5 Managerial implications and future research

In this paper, we proposed a novel model-based approach to approximate the opportunity cost of a customer request as a basis for dynamic time slot pricing decisions in AHD. In a computational study, we evaluated the dynamic pricing policy obtained from the original dynamic program in combination with the proposed opportunity cost approximation for different levels of available delivery capacity of the service provider. Therefore, we benchmarked our approach to different and widely applied industry standard pricing policies and to the state-of-the-art dynamic pricing approach. Further, we examined our approach’s practical applicability.

The managerial implications of the computational study are as follows: first, the dynamic pricing policy in combination with our novel opportunity cost approximation approach constantly yielded the highest expected average profit for all delivery capacity levels of the service provider in our study. Specifically, over all examined scenarios (different capacity levels), the average profit obtained with our approach is 2.3% higher than the average of the state-of-the-art dynamic pricing policy and 5.5% higher than the average of the fixed-price policies. Specifically given a tight service provider capacity level, i.e. a small fleet that faces high customer demand, our approach performs better than all other pricing approaches. Owing to the fact that we considered displacement cost, prices determined with our pricing approach did not systematically decrease in the booking horizon’s progress. This reflects adequate saving of capacity for the future and more valuable customer requests, and inhibits negative effects of decreasing price paths on total profit. Second, assuming that the worst-case solution time of 0.647 s to make a pricing decision is too long, we used periodic recalculation of opportunity cost. This means that the same opportunity cost is used for pricing decisions for customer requests occurring in quick succession until a new opportunity cost approximation is determined. In the worst case of our computational study, this procedure ended up with 1.66% less profit than updating opportunity cost for every incoming customer request. Even though we chose the recalculation time very pessimistically (in practice, it would probably be faster than in the worst case of our study), our novel approach still outperforms the state-of-the-art dynamic pricing approach and thus also the fixed-price policies, such that it qualifies for practical application.

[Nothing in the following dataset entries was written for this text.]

PR #3921, opened 2019-08-22
Added operation_kwargs Histogram property

jonmmease:
## Overview
For `Histogram` elements created using the `holoviews.operation.histogram` operation, this new property holds a dict of kwargs that can be used with the operation to recreate the `Histogram` from the same data set.

Or it will contain `None`, if the Histogram was created directly using the Histogram constructor.

## Motivation
Having this information available makes it possible to create histograms with a subset of the original dataset that share the same properties as an original `Histogram`.  For example:

```python
import numpy as np
import holoviews as hv
from holoviews import opts
hv.extension('plotly')

np.random.seed(1)
points = hv.Points(np.random.randn(100,2))

hist1 = hv.operation.histogram(points, cumulative=True, num_bins=10, dynamic=False, normed=False)
hist1.operation_kwargs
```
```
{'cumulative': True,
 'dynamic': False,
 'normed': False,
 'bins': [-1.857981864446752,
  -1.419351107321437,
  -0.980720350196122,
  -0.542089593070807,
  -0.10345883594549199,
  0.335171921179823,
  0.7738026783051382,
  1.212433435430453,
  1.651064192555768,
  2.0896949496810833,
  2.528325706806398]}
```

```python
hist1
```
newplot

```python
hist2 = hv.operation.histogram(points.select(y=(0, None), x=(0, None)), **hist1.operation_kwargs)
hist1 * hist2
```
newplot-1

Several interesting future research directions remain. First, instead of using a CDLP-based approach to anticipate future demand management, one could adapt other linearisation techniques of choice-based approaches from revenue management [e.g. see Talluri (2014) for the segment-based deterministic concave program and Gallego et al. (2015) for the sales-based linear program]. Second, in addition to our periodic re-optimisation, to increase the scalability regarding the number of time slots, promising approaches might be an analytical procedure to reduce the number of price points and/or decomposition approaches. Third, one could also develop other approximations in which the discrete price lists we use to anticipate the future customer requests demand management can be replaced by continuous prices, or pricing decisions for incoming customer requests can be made based on a discrete set of prices only. Since this would allow for an anticipation of future customers demand management to be aligned even better with the real pricing possibilities concerning an incoming customer request, the quality of the opportunity cost approximation should increase. Finally, there might be further possibilities to approximate delivery cost—still including lost profits as well as sophisticated final schedule predictions—for instance, by the use of descriptive approaches (e.g. Agatz et al. 2011; Daganzo 1987) or mixed-integer linear programs that anticipate the final delivery routes at a more detailed level.